他只是觉得林海文这人,说话太没有政治艺术了,华国人讲话,尤其是体制里头的人,必然讲究一个含而不露,不能说的太直白。这个讲究传统有一千多年历史了,现在扶桑国还有所谓的“话术”,“腹语术”,都是从华国传过去的。
虽然他的意思就是这样,林海文给他画个肖像,他负责在岑河春那里为林海文美言几句,确保,或者是增大他能成为公盘的主要组织者之一——在孙秘书看来,这个荣誉也好,或者是后头还有一些利益也好,对林海文肯定是非常有吸引力的。
他正要开口说话,就看到林海文跟看傻子一样看着他,还回头让王鹏他们一起看傻子的感觉——偏偏王鹏和凌鸣,还真就跟林海文一个样,把他看成了个傻子。
火大了!
“林海文,你这是什么意思?”
“什么意思?你在玩火啊,你知道不知道?”
林海文还真没有瞎说,按照他作品的价格,一幅人物肖像,至少说几百万人民币吧。孙秘书主动索要这么大一笔钱,虽然说未遂吧,但前程丧尽是不用说的了,连带他背后哪位副厅级局的岑河春副会长,也是捞不着好的。
孙秘书倒也不是真傻,心裏一抖,但随即想到林海文刚才也不可能开录音,只要抵死不承认,就没问题了——至于以后,那就等着看他怎么收拾林海文吧!
老虎不发威,你当我是老孙还在五指山下呢。
“我不明白你在说什么,既然你是这个意思,那就今天就当我没来。”孙秘书脸色一沉,看着谭文宗:“谭老师,今天你也在现场的,他的态度你也看见了,岑会长要是过问起来,到时候还要请你如实说一下。”
“嗯?孙秘书这就要走了?”林海文晃了晃手下的茶叶袋子:“这裏面还有点庆阳毛尖的粉末呢,本来说让你尝尝的。”
“你——”
“呵呵呵,既然孙秘书要走了,我就不费这个功夫了,慢走啊。”
孙秘书气的太阳穴都快爆炸掉了,但他也没办法,只能咬牙切齿在心裏发狠,回去一定要收拾的林海文爹妈都不认识,作为一个小官僚,这是他自我排遣的最好的方法了。
谭文宗在里头被王鹏解说了一遍林海文的人际关系,这会儿还有点懵懂。所以看着孙秘书气冲冲走出去,还想伸手拦一下。

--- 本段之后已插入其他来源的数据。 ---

PR #1554, opened 2021-04-24
Changed Tab names, Audio/Network Setup, User Setup

dcorson-ticino-com:


ann0see:
Thanks. Not sure what happened here. There are a lot more changes than I expected. Did you tweak the GUI?

dcorson-ticino-com:
Yes, just the Pan slider on the Advanced tab.
I had made a temporary change just to see how it looked a while ago and apparently forgot to change it back in what got pushed at the time.  It is now clean again.

ann0see:
Yep. The pan slider also looks better now. Could you please also have a look at the code? I think there are some references to "Advanced". 

I know that's not related to your UI change, but "Measurements" doesn't look correctly aligned. Maybe one needs to move the "Enable small network buffers" into the "network buffers box".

林海文好整以暇地走回来,颇为矜持地看着谭文宗,按照他的想法,谭文宗既然已经知道了他的丰功伟绩,感受到他曾经多次大杀四方,而且是杀遍古今中外的战绩,必然要对他刮目相看了!
“你是个事儿精啊!”谭文宗憋了憋,憋出一句话来。
凌鸣跟王鹏在林海文一脸菜色里,笑的跟得了羊癫疯一样。
……
孙秘书从黑龙潭画室出来,还在黑龙堂湿地公园里头,自然是打不到车的,来的时候,是凌鸣直接开车送他进来的,回去就没有这个好待遇了。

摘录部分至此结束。